### WHAT YOU NEED TO DO
Report how many lines below include "root", giving the figure alone.

### SOURCE DATA
PR #689, opened 2020-02-07
Add authorized_keys to hosts

mdellweg:


provisioning_templates/snippet/ssh_authorized_keys.erb
```diff
@@ -0,0 +1,38 @@
...
+
+ssh_authorized_keys: public keys to be put in /root/.ssh/authorized_keys
+
+This template sets up SSH keys in any host so that as long as your public
+SSH key is in ssh_authorized_keys, you can SSH into a host.
+%>
+
+<% if !host_param('ssh_authorized_keys').blank? %>
+<% authorized_keys = host_param('ssh_authorized_keys') %>
+<% ssh_user = 'root' %>
```
ezr-ondrej: does ssh user has to be root?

### OUTPUT
3